Ministry of Education-Shanghai Key Laboratory of Children's Environmental Health, Department of Pediatrics, Xinhua Hospital, Early Life Health Institute, Shanghai Jiao-Tong University School of Medicine, Kong-Jiang Road, Shanghai, 200092, China.
Prosserman Centre for Population Health Research, Department of Obstetrics and Gynecology, Mount Sinai Hospital, Faculty of Medicine, Lunenfeld-Tanenbaum Research Institute, University of Toronto, L5-240, Murray Street 60, Toronto, ON, M5T 3H7, Canada.
BMC Pregnancy Childbirth. 2024 Sep 16;24(1):601. doi: 10.1186/s12884-024-06651-4.
It remains unclear which early gestational biomarkers can be used in predicting later development of gestational diabetes mellitus (GDM). We sought to identify the optimal combination of early gestational biomarkers in predicting GDM in machine learning (ML) models.

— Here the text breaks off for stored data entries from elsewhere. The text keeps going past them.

PR #1211, opened 2022-02-14
Reduce epinio docker image size

### LINKED ISSUE #1145: Switch to smaller docker image
The Epinio server uses the [epinio-base image](https://github.com/epinio/epinio/blob/main/images/baseimage-Dockerfile), however we don't need any of the installed tools.

We could switch to distroless or "from scratch" and reduce the image size by about 200mb (260mb vs 60mb). 

This is a good cleanup, because we don't need to build and maintain the base image anymore.

* epinio-server listens on port 80, image needs root
* patch script for CI needs to be adapted
* talks to k8s, does SSL work?
* same image in CI as in [release](https://github.com/epinio/epinio/blob/main/.goreleaser.yml#L71-L108)

thardeck:
We use `FROM scratch` instead of OpenSUSE as base for epinio-server. The image size is reduced from 236MB in v0.4.0 to 47MB.

scratch does not provide a readable write dir so we provide one via
volume mount.

This does have the advantage that we properly split the tmp dir from the
node.
The tmp dir is needed to pull an app from git.

The remaining penalty of scratch is that we can not shell into it
easily, but there are workarounds for it which we can document.

Fixes #1145

### DIFF
--- a/scripts/prepare-environment-k3d.sh
+++ b/scripts/prepare-environment-k3d.sh
@@ -50,10 +50,8 @@ helm upgrade --install \
 	epinio-installer epinio-chartmuseum/epinio-installer \
 	--wait
 
-echo "Importing locally built epinio server image"
-k3d image import -c epinio-acceptance ghcr.io/epinio/epinio-server:latest
-
 # Patch Epinio
+./scripts/build-images.sh
 ./scripts/patch-epinio-deployment.sh
 
 "${EPINIO_BINARY}" config update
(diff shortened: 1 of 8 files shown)


scripts/prepare-environment-k3d.sh
```diff
@@ -50,6 +50,9 @@ helm upgrade --install \
 	epinio-installer epinio-chartmuseum/epinio-installer \
 	--wait
 
+echo "Importing locally built epinio server image"
+k3d image import -c epinio-acceptance splatform/epinio-server:latest
```
manno, line 54: Please let's not use splatform anymore

manno (changes requested):

thardeck:
This pr requires https://github.com/epinio/helm-charts/pull/103 to be merged.

andreas-kupries (approved):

This was a nested case-control study including 100 pairs of GDM and euglycemic (control) pregnancies in the Early Life Plan cohort in Shanghai, China. High sensitivity C reactive protein, sex hormone binding globulin, insulin-like growth factor I, IGF binding protein 2 (IGFBP-2), total and high molecular weight adiponectin and glycosylated fibronectin concentrations were measured in serum samples at 11-14 weeks of gestation. Routine first-trimester blood test biomarkers included fasting plasma glucose (FPG), serum lipids and thyroid hormones. Five ML models [stepwise logistic regression, least absolute shrinkage and selection operator (LASSO), random forest, support vector machine and k-nearest neighbor] were employed to predict GDM. The study subjects were randomly split into two sets for model development (training set, n = 70 GDM/control pairs) and validation (testing set: n = 30 GDM/control pairs). Model performance was evaluated by the area under the curve (AUC) in receiver operating characteristics.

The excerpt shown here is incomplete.